The scope for our group internal audit and risk support function includes all controlled assets. The head of internal audit and risk support reports to the audit committee and presents for its approval an objective-driven, risk-based internal audit plan. Where required, external parties, such as forensic specialists or data-analytics experts, support the internal audit function. Other external assurance providers are enlisted as needed. In our more regulated businesses (like PayU), regulatory inspectors visit on an ongoing periodic basis.
The audit committee appoints the external auditor, reviews the auditor’s independence annually and oversees the external audit. The committee makes recommendations to the board and assists the board in ensuring the integrity of external reports.
(1) As identified in the framework of the International Integrated Reporting Council: financial, human, intellectual, manufacturing, social and relationship and natural capitals.
(2) The Institute of Directors in Southern Africa NPC (IoDSA) owns all copyright and trademarks for King IV.

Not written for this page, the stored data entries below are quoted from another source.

PR #650, opened 2025-07-02
feat: display thumbnails in the services item list

zendesk-maciej-lorens:
## Description

Display thunbnails in the Service list page - https://zendesk.atlassian.net/browse/GG-4327
Display thunbnails in the Service page - https://zendesk.atlassian.net/browse/GG-4328

I joined both tickets as they are very similar, using same components and BL. 

### Design

Index:
image

Show:
image

### Before

Index:
image

Show:
image

### After

Index:
image

Show with thumbnail:
image

Show with fallback icon:
image

## Checklist

### DIFF
--- a/src/modules/service-catalog/components/service-catalog-item/CollapsibleDescription.tsx
+++ b/src/modules/service-catalog/components/service-catalog-item/CollapsibleDescription.tsx
@@ -6,8 +6,7 @@ import ChevronDown from "@zendeskgarden/svg-icons/src/16/chevron-down-fill.svg";
 import { useTranslation } from "react-i18next";
 import { getColorV8 } from "@zendeskgarden/react-theming";
 import { XXXL } from "@zendeskgarden/react-typography";
-import { Avatar } from "@zendeskgarden/react-avatars";
-import ShapesIcon from "@zendeskgarden/svg-icons/src/16/shapes-fill.svg";
+import ItemThumbnail from "../service-catalog-list/ItemThumbnail";
 
 const DescriptionWrapper = styled.div`
   border-bottom: ${(props) => props.theme.borders.sm}
@@ -54,18 +53,6 @@ const HeaderContainer = styled.div`
   gap: ${(props) => props.theme.space.md};
 `;
 
-const StyledAvatar = styled(Avatar)`
-  width: 72px !important;
-  height: 72px !important;
-  background-color: ${(props) => getColorV8("grey", 100, props.theme)};
-
-  && > svg {
-    width: 28px;
-    height: 28px;
-    color: ${(props) => getColorV8("grey", 600, props.theme)};
-  }
-`;
-
 interface CollapsibleDescriptionProps {
   title: string;
   description: string;
@@ -91,13 +78,7 @@ export const CollapsibleDescription = ({
   return (
     <DescriptionWrapper>
       <HeaderContainer>
-        <StyledAvatar isSystem>
-          {thumbnailUrl ? (
-            <img src={thumbnailUrl} alt="" />
-          ) : (
-            <ShapesIcon aria-hidden="true" />
-          )}
-        </StyledAvatar>
+        <ItemThumbnail size="large" url={thumbnailUrl} />
         <ItemTitle tag="h1">{title}</ItemTitle>
       </HeaderContainer>
       {description && (
--- a/src/modules/service-catalog/components/service-catalog-item/CollapsibleDescription.tsx
+++ b/src/modules/service-catalog/components/service-catalog-item/CollapsibleDescription.tsx
@@ -6,7 +6,7 @@ import ChevronDown from "@zendeskgarden/svg-icons/src/16/chevron-down-fill.svg";
 import { useTranslation } from "react-i18next";
 import { getColorV8 } from "@zendeskgarden/react-theming";
 import { XXXL } from "@zendeskgarden/react-typography";
-import ItemThumbnail from "../service-catalog-list/ItemThumbnail";
+import { ItemThumbnail } from "../item-thumbnail/ItemThumbnail";
 
 const DescriptionWrapper = styled.div`
   border-bottom: ${(props) => props.theme.borders.sm}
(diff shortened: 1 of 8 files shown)


src/modules/service-catalog/components/service-catalog-list/ServiceCatalogListItem.tsx
```diff
@@ -51,14 +52,15 @@ const TextContainer = styled.div`
...
-  width: ${(props) => props.theme.space.xl};
-  height: ${(props) => props.theme.space.xl};
-  text-align: center;
-  align-content: center;
+`;
+
+const StyledShapesIcon = styled(ShapesIcon)`
+  height: 16px !important;
+  width: 16px !important;
+  color: ${(props) => getColorV8("grey", 600, props.theme)} !important;
```
Fredx87: Nit: we could also do, inside the `StyledAvatar` styled-components:
```
  && > svg {
    width: 16px;
    height: 16px;
    color: ${(props) => getColorV8("grey", 600, props.theme)};
  }
```

This would allow us to avoid the usage of `!important`, but it is a minor thing, and we need to override the styles anyway, so feel free to ignore

zendesk-maciej-lorens: I was looking for something that removes this ugly !important. Thanks!

src/modules/service-catalog/components/service-catalog-item/CollapsibleDescription.tsx
```diff
@@ -44,16 +47,37 @@ const ToggleButton = styled(Button)`
...
+  display: flex;
+  flex-direction: row;
+  align-items: center;
+  gap: ${(props) => props.theme.space.md};
+`;
+
+const StyledAvatar = styled(Avatar)`
+  width: 72px !important;
+  height: 72px !important;
+  background-color: ${(props) => getColorV8("grey", 100, props.theme)};
```
gosiexon-zen, line 60: We need to take color from theme like `${(props) => props.theme.colors.....` because getColorV8 doesn't work with theme customization and Daniel recently fixed it in other places.

src/modules/service-catalog/components/service-catalog-item/CollapsibleDescription.tsx
```diff
@@ -44,16 +47,37 @@ const ToggleButton = styled(Button)`
...
 
+const HeaderContainer = styled.div`
+  display: flex;
+  flex-direction: row;
+  align-items: center;
+  gap: ${(props) => props.theme.space.md};
+`;
+
+const StyledAvatar = styled(Avatar)`
+  width: 72px !important;
```
gosiexon-zen: why we need important?

gosiexon-zen: Ok I see that you agreed that we need to override styles and this part
`&& > svg {
    width: 16px;
    height: 16px;
    color: ${(props) => getColorV8("grey", 600, props.theme)};
  }`
  allow us to remove important so maybe it is not necessary now?

src/modules/service-catalog/components/service-catalog-item/CollapsibleDescription.tsx
```diff
@@ -66,7 +90,16 @@ export const CollapsibleDescription = ({
...
     <DescriptionWrapper>
-      <ItemTitle tag="h1">{title}</ItemTitle>
+      <HeaderContainer>
+        <StyledAvatar isSystem>
+          {thumbnailUrl ? (
+            <img src={thumbnailUrl} alt="" />
+          ) : (
+            <ShapesIcon aria-hidden="true" />
+          )}
+        </StyledAvatar>
```
Fredx87: We have two different components that are doing basically the same thing: checking if the service has a thumbnail and showing it inside the Avatar component, or using the default shapes icon. The only difference is the size.

I think it would be better to create a new `ServiceThumbnail` component with a size prop (small, large), and reuse it in both places

zendesk-maciej-lorens: done!

src/modules/service-catalog/components/service-catalog-item/CollapsibleDescription.tsx
zendesk-maciej-lorens: unfortunately Avatar has width and height with !Important, so I have to use it here also.

src/modules/service-catalog/components/service-catalog-item/CollapsibleDescription.tsx
```diff
@@ -6,6 +6,7 @@ import ChevronDown from "@zendeskgarden/svg-icons/src/16/chevron-down-fill.svg";
 import { useTranslation } from "react-i18next";
 import { getColorV8 } from "@zendeskgarden/react-theming";
 import { XXXL } from "@zendeskgarden/react-typography";
+import ItemThumbnail from "../service-catalog-list/ItemThumbnail";
```
Fredx87: The `ItemThumbnail` component is reused both in the `ServiceCatalogList` and `ServiceCatalogItem` component, it is better to put it in a new folder under components, like `components/item-thumbnail`.

Moreover, we usually don't use default exports, so it is better to export it as a named variable for coherence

Statement of the board of directors on the integrated annual report
This report is primarily intended to address the information requirements of long-term investors (our equity shareholders, bondholders and prospective investors). We also present information relevant to the way we create value for other key stakeholders, including our employees, clients, customers, regulators and society.
After being reviewed by the audit committee and board, the board approved the integrated annual report. The summarised consolidated annual financial statements were prepared in accordance with IFRS and the Companies Act, while the integrated annual report was prepared using the IIRC framework and recommendations of King IV. In our opinion, the integrated annual report and annual financial statements fairly reflect the financial position of the group at 31 March 2020 and its operations for the year then ended.